PR #654, opened 2026-01-07
wip: bls_sigverify: holistic refactor for simplicity in upstreaming

AshwinSekar:
#### Problem
code is too complex to upstream

#### Summary of Changes
see if we can refactor and remove legacy ed25119 artifacts

PR #703, opened 2026-01-30
[core] Refactor BLS sigverify logic

samkim-crypto:
#### Summary of Changes

General refactoring of the BLS sigverify logic to make the code more modular and readable.

The first two commits [ba2d09a](https://github.com/anza-xyz/alpenglow/pull/703/commits/ba2d09a986f6180ce76d902a39b6a33a2a6d5ca6), [376c053](https://github.com/anza-xyz/alpenglow/pull/703/commits/376c053086750e3c21512a174bc81a2ad9d202fc) straightforwardly extract logic from `verify_and_send_batches` and `preprocess_batches` into separate helper functions.

[6099cb1](https://github.com/anza-xyz/alpenglow/pull/703/commits/6099cb1a9c33557df1541710711cbeab7a018da2) is the most technical refactor:
- Extracted vote and certificate signature verification into separate modules.
- Previously, the logic rebuilt vectors of votes and certs for every packet batch. To minimize heap allocations (which are small compared to crypto operations, but unnecessary nonetheless), I added persistent buffers for votes, certs, and metrics.

[a243975](https://github.com/anza-xyz/alpenglow/pull/703/commits/a243975e8b09055edbc67a5b23c6d68e55373594): Moved errors into a separate module.

[2ec6d80](https://github.com/anza-xyz/alpenglow/pull/703/commits/2ec6d80fc5584f3202d949e69a14109efca93d9a), [0f7ab07](https://github.com/anza-xyz/alpenglow/pull/703/commits/0f7ab07f01a0fd3f4187eb826f2a532866bc5cdd): Refactored the BLS SigVerify service.
- Previously, the `BLSSigVerifier` had to be instantiated externally and passed to the service constructor. I updated the service to instantiate the verifier internally.
- Cleaned up the service loop logic to be more modular, following https://github.com/anza-xyz/alpenglow/pull/654.

I considered merging `BLSSigVerifyService` and `BLSSigVerifier` as in https://github.com/anza-xyz/alpenglow/pull/654, but decided against it to keep the file sizes manageable. I think it makes sense to maintain `BLSSigVerifyService` as the runner/orchestrator and `BLSSigVerifier` as the worker performing the signature verification.

While upstream uses `spawn` for `BLSSigVerifyService`, I chose `new` to maintain consistency with other services. I am open to renaming it to `spawn` though if preferred.

Follow-up Todos:
- Decouple the Send logic from the signature verify logic in `BLSSigVerifier`. This will improve modularity with minimal performance cost.
- Clean up and document `bls_vote_sigverify.rs` and `bls_cert_sigverify.rs` (which handle the core cryptographic checks). This PR leaves them untouched.

### DIFF
--- a/core/src/bls_sigverify/bls_sigverifier.rs
+++ b/core/src/bls_sigverify/bls_sigverifier.rs
@@ -113,7 +113,7 @@ impl BLSSigVerifier {
         self.cert_buffer.clear();
         self.metric_buffer.clear();
 
-        self.extract_and_filter_messages(batches, &mut last_voted_slots, &root_bank);
+        self.extract_and_filter_messages(batches, &root_bank);
 
         preprocess_time.stop();
         self.stats.preprocess_count.fetch_add(1, Ordering::Relaxed);
@@ -121,27 +121,41 @@ impl BLSSigVerifier {
             .preprocess_elapsed_us
             .fetch_add(preprocess_time.as_us(), Ordering::Relaxed);
 
+        // Destructure self to borrow fields independently for the closure
+        let vote_buffer = &self.vote_buffer;
+        let vote_payload_cache = &self.vote_payload_cache;
+        let stats = &self.stats;
+        let cluster_info = &self.cluster_info;
+        let leader_schedule = &self.leader_schedule;
+        let message_sender = &self.message_sender;
+        let votes_for_repair_sender = &self.votes_for_repair_sender;
+        let metric_buffer = &mut self.metric_buffer;
+        let cert_buffer = &mut self.cert_buffer;
+        let verified_certs = &self.verified_certs;
+
         // Perform signature verification
         let (votes_result, certs_result) = rayon::join(
             || {
                 verify_and_send_votes(
-                    &self.vote_buffer,
+                    vote_buffer,
                     &root_bank,
-                    &self.vote_payload_cache,
-                    &self.stats,
-                    &self.cluster_info,
-                    &self.leader_schedule,
-                    &self.message_sender,
-                    &self.votes_for_repair_sender,
+                    vote_payload_cache,
+                    stats,
+                    cluster_info,
+                    leader_schedule,
+                    message_sender,
+                    votes_for_repair_sender,
+                    &mut last_voted_slots,
+                    metric_buffer,
                 )
             },
             || {
                 verify_and_send_certificates(
-                    &mut self.cert_buffer,
+                    cert_buffer,
                     &root_bank,
-                    &self.verified_certs,
-                    &self.stats,
-                    &self.message_sender,
+                    verified_certs,
+                    stats,
+                    message_sender,
                 )
             },
         );
@@ -173,12 +187,7 @@ impl BLSSigVerifier {
             .retain(|vote, _| vote.slot() > root_bank.slot());
     }
 
-    fn extract_and_filter_messages(
-        &mut self,
-        batches: Vec<PacketBatch>,
-        last_voted_slots: &mut HashMap<Pubkey, Slot>,
-        root_bank: &Bank,
-    ) {
+    fn extract_and_filter_messages(&mut self, batches: Vec<PacketBatch>, root_bank: &Bank) {
         for packet in batches.iter().flatten() {
             self.stats.received.fetch_add(1, Ordering::Relaxed);
 
@@ -202,13 +211,6 @@ impl BLSSigVerifier {
                     else {
                         continue;
                     };
-
-                    Self::record_vote_metrics(
-                        pubkey,
-                        vote_message.vote,
-                        last_voted_slots,
-                        &mut self.metric_buffer,
-                    );
 
                     if self.check_stale_vote(&vote_message, root_bank) {
                         continue;
@@ -341,20 +343,6 @@ impl BLSSigVerifier {
             })?;
 
         Some((*pubkey, *bls_pubkey))
-    }
-
-    fn record_vote_metrics(
-        pubkey: Pubkey,
-        vote: Vote,
-        last_voted_slots: &mut HashMap<Pubkey, Slot>,
-        consensus_metrics: &mut Vec<ConsensusMetricsEvent>,
-    ) {
-        if vote.is_notarization_or_finalization() {
-            let existing = last_voted_slots.entry(pubkey).or_insert(vote.slot());
-            *existing = (*existing).max(vote.slot());
-        }
-
-        consensus_metrics.push(ConsensusMetricsEvent::Vote { id: pubkey, vote });
     }
 
     fn check_stale_vote(&self, vote_message: &VoteMessage, root_bank: &Bank) -> bool {
--- a/core/src/bls_sigverify/bls_vote_sigverify.rs
+++ b/core/src/bls_sigverify/bls_vote_sigverify.rs
@@ -17,7 +17,7 @@ use {
     solana_measure::measure::Measure,
     solana_pubkey::Pubkey,
     solana_runtime::bank::Bank,
-    solana_votor::consensus_rewards,
+    solana_votor::{consensus_metrics::ConsensusMetricsEvent, consensus_rewards},
     solana_votor_messages::{
         consensus_message::{ConsensusMessage, VoteMessage},
         reward_certificate::AddVoteMessage,
@@ -38,6 +38,7 @@ pub(crate) struct VoteToVerify {
 
 /// Verifies votes and sends verified votes to the consensus pool.
 /// Also returns a copy of the verified votes that the rewards container is interested is so that the caller can send them to it.
+#[allow(clippy::too_many_arguments)]
 pub(crate) fn verify_and_send_votes(
     votes_to_verify: &[VoteToVerify],
     root_bank: &Bank,
@@ -47,6 +48,8 @@ pub(crate) fn verify_and_send_votes(
     leader_schedule: &LeaderScheduleCache,
     message_sender: &Sender<ConsensusMessage>,
     votes_for_repair_sender: &VerifiedVoteSender,
+    last_voted_slots: &mut HashMap<Pubkey, Slot>,
+    consensus_metrics: &mut Vec<ConsensusMetricsEvent>,
 ) -> Result<AddVoteMessage, BLSSigVerifyError> {
     let verified_votes = verify_votes(votes_to_verify, vote_payload_cache, stats);
 
@@ -67,6 +70,18 @@ pub(crate) fn verify_and_send_votes(
     let mut verified_votes_by_pubkey: HashMap<Pubkey, Vec<Slot>> = HashMap::new();
     for vote in verified_votes {
         stats.received_votes.fetch_add(1, Ordering::Relaxed);
+
+        if vote.vote_message.vote.is_notarization_or_finalization() {
+            let existing = last_voted_slots
+                .entry(vote.pubkey)
+                .or_insert(vote.vote_message.vote.slot());
+            *existing = (*existing).max(vote.vote_message.vote.slot());
+        }
+        consensus_metrics.push(ConsensusMetricsEvent::Vote {
+            id: vote.pubkey,
+            vote: vote.vote_message.vote,
+        });
+
         if vote.vote_message.vote.is_notarization_or_finalization()
             || vote.vote_message.vote.is_notarize_fallback()
         {


core/src/bls_sigverify/bls_sigverify_service.rs
```diff
@@ -1,168 +1,219 @@
...
+        let mut last_print = Instant::now();
+        const MAX_DEDUPER_AGE: Duration = Duration::from_secs(2);
+        const DEDUPER_FALSE_POSITIVE_RATE: f64 = 0.001;
+        const DEDUPER_NUM_BITS: u64 = 63_999_979;
 
-pub struct BLSSigverifyService {
-    thread_hdl: JoinHandle<()>,
-}
+        let mut rng = rand::thread_rng();
+        let mut deduper = Deduper::<2, [u8]>::new(&mut rng, DEDUPER_NUM_BITS);
```
AshwinSekar: When upstreaming the simple bls verifier it was noted that we don't need the deduper for this service as quic flow control will naturally help us limit spam

core/src/bls_sigverify/bls_sigverify_service.rs
```diff
@@ -1,168 +1,219 @@
...
+            // Packet Receive Step
+            let (mut batches, num_packets, recv_duration) =
+                match Self::receive_packets(&packet_receiver) {
+                    ReceiveAction::Process(b, n, d) => (b, n, d),
+                    ReceiveAction::Continue => continue,
+                    ReceiveAction::Break => break,
+                };
+
+            let batches_len = batches.len();
+            debug!(
```
AshwinSekar: lets remove these old debug logs, they're kind of weird as they pass timestamp as well.
If needed we can add trace logs

core/src/bls_sigverify/bls_sigverify_service.rs
```diff
@@ -1,168 +1,219 @@
...
+            if deduper.maybe_reset(&mut rng, DEDUPER_FALSE_POSITIVE_RATE, MAX_DEDUPER_AGE) {
+                stats.num_deduper_saturations += 1;
+            }
+            let (discard_or_dedup_fail, dedup_time_us) =
+                Self::dedup_packets(&deduper, &mut batches);
+
+            // BLS Signature Verification (and Send) Step
+            //
+            // TODO(sam): Currently, verification result is sent inside the verification function.
+            //            Consider refactoring out the send step out of the signature verification
```
AshwinSekar, line 80: I was actually thinking of the other way where we just call `verifier.process_batches()` and update stats in this loop to keep it simple.

Something similar to what we have upstream:
https://github.com/anza-xyz/agave/blob/bc7dccde1f7c7b206736fd8d4a37a7cdb3c59964/core/src/bls_sigverifier.rs#L63 + updating stats about the batch recieve.

core/src/bls_sigverify/bls_sigverifier.rs
```diff
@@ -80,22 +49,115 @@ pub struct BLSSigVerifier {
...
+        // Send verified votes to the rewards container
+        self.send_reward_votes(add_vote_msg);
+
+        self.stats.maybe_report_stats();
+        Ok(())
+    }
+
+    fn prune_caches(&mut self, root_bank: &Bank) {
+        // Prune entries <= the new root slot
         if self.last_checked_root_slot < root_bank.slot() {
```
AshwinSekar: I think it's cleaner to have this if conditional in the main loop before calling `prune_caches`

core/src/bls_sigverify/bls_sigverifier.rs
```diff
@@ -107,80 +169,73 @@ impl BLSSigVerifier {
                 .unwrap()
                 .retain(|vote, _| vote.slot() > root_bank.slot());
         }
+    }
+
+    fn extract_and_filter_messages(
+        &mut self,
+        batches: &mut [PacketBatch],
```
AshwinSekar: wdyt about just taking ownership of the batches here?

core/src/bls_sigverify/bls_sigverifier.rs
```diff
@@ -107,80 +169,73 @@ impl BLSSigVerifier {
...
-                Ok(msg) => msg,
-                Err(_) => {
-                    self.stats
-                        .received_malformed
-                        .fetch_add(1, Ordering::Relaxed);
-                    packet.meta_mut().set_discard(true);
-                    continue;
-                }
+            let Ok(message) = packet.deserialize_slice::<ConsensusMessage, _>(..) else {
+                packet.meta_mut().set_discard(true);
```
AshwinSekar: I don't think we need to be setting discard anymore right? this packet batch is not used further

core/src/bls_sigverify/bls_sigverifier.rs
```diff
@@ -244,368 +291,69 @@ impl BLSSigVerifier {
...
-            .votes_batch_parallel_verify_count
-            .fetch_add(1, Ordering::Relaxed);
-        self.stats
-            .votes_batch_parallel_verify_elapsed_us
-            .fetch_add(votes_batch_parallel_verify_time.as_us(), Ordering::Relaxed);
-        verified_votes
-    }
+    ) -> Option<(Pubkey, BlsPubkey)> {
+        // Missing epoch stakes
+        let (key_to_rank_map, _) = get_key_to_rank_map(root_bank, vote_message.vote.slot())
```
AshwinSekar, line 319: nit: maybe we could cache the key_to_rank_map for current epoch, current epoch + 1 so we don't have to go through the multi step process for every vote?

core/src/bls_sigverify/bls_vote_sigverify.rs
```diff
@@ -0,0 +1,242 @@
...
+            }
+            Err(e @ TrySendError::Disconnected(_)) => {
+                return Err(e.into());
+            }
+        }
+    }
+
+    // Send votes
+    for (pubkey, slots) in verified_votes_by_pubkey {
+        match verified_votes_sender.try_send((pubkey, slots)) {
```
AshwinSekar: just noting that this is for use in repair, perhaps clearer to replace the verified_votes prefix with repair_votes or votes_for_repair

core/src/bls_sigverify/bls_vote_sigverify.rs
```diff
@@ -0,0 +1,242 @@
...
+    let (distinct_payloads, distinct_pubkeys): (Vec<_>, Vec<_>) =
+        grouped_pubkeys.into_iter().unzip();
+    let aggregate_pubkeys_result: Result<Vec<PubkeyProjective>, _> = distinct_pubkeys
+        .into_iter()
+        .map(|pks| PubkeyProjective::par_aggregate(pks.into_par_iter()))
+        .collect();
+
+    let verified_optimistically = if let Ok(aggregate_pubkeys) = aggregate_pubkeys_result {
+        let signatures = votes_to_verify
+            .par_iter()
```
AshwinSekar, line 166: curious if you've noticed speedup with the par_iters in this function or if our batches would be small enough that it adds overhead

core/src/bls_sigverify/bls_sigverifier.rs
```diff
@@ -107,80 +169,73 @@ impl BLSSigVerifier {
...
 
-                    // Invalid rank
-                    let Some((solana_pubkey, bls_pubkey, _stake)) =
-                        key_to_rank_map.get_pubkey_and_stake(vote_message.rank.into())
-                    else {
-                        self.stats.received_bad_rank.fetch_add(1, Ordering::Relaxed);
-                        packet.meta_mut().set_discard(true);
-                        continue;
-                    };
+                    Self::record_vote_metrics(
```
AshwinSekar: it seems wrong that this happens here (i know the old code had it here).
It seems we'd want to notify the consesus metrics *after* the vote has been verified no? cc @akhi3030

core/src/bls_sigverify/bls_cert_sigverify.rs
```diff
@@ -0,0 +1,163 @@
...
+    stats: &BLSSigVerifierStats,
+) -> Vec<bool> {
+    if certs_to_verify.is_empty() {
+        return vec![];
+    }
+    stats.certs_batch_count.fetch_add(1, Ordering::Relaxed);
+    let mut certs_batch_verify_time = Measure::start("certs_batch_verify");
+
+    let verified_results: Vec<bool> = certs_to_verify
+        .into_par_iter()
```
AshwinSekar, line 90: similar question here, my intuition is that we'd end up getting a burst of certificates of the same type in the batch (e.g. block gets finalized we get a finalization certificate from everyone).

It seems that could lead to a waste verifying these certificates in parallel, if the first one is successful we don't have to verify the rest

core/src/bls_sigverify/bls_vote_sigverify.rs
samkim-crypto: Yeah on my dev server, when I run the [benches](https://github.com/anza-xyz/solana-sdk/blob/master/bls-signatures/benches/bls_signatures.rs), I get the following result:

```
... Seq faster than Par until...
Batch size 128: 1.25ms Seq vs 1.29ms Par
Batch size 256: 1.48ms Seq vs 1.33ms Par
```

For these numbers, it does seem like sticking to non-parallel verify might be the way to go. But let me tackle the `bls_vote_sigverify` and `bls_cert_sigverify` in a follow-up and just focus on refactoring the bls-sigverifier here.

core/src/bls_sigverify/bls_sigverifier.rs
samkim-crypto: Yeah it seems like you are right. Let me wait for @akhi3030 for another confirm and then I can update the code.

core/src/bls_sigverify/bls_cert_sigverify.rs
samkim-crypto: This is a good point. We have some [filtering](https://github.com/anza-xyz/alpenglow/pull/703/files#diff-44998bea37a652beea78de28073041a995c20d87f97e42c57fd7bd85466cbb39R245) already, but we don't filter within the same batch, so maybe we should add that logic.

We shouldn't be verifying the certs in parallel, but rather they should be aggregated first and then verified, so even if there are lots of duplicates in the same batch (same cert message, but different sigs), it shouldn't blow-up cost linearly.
----
## What the task asks
Looking at the records above, please work out how many lines contain "container" and state only that number.

## Result of the task
2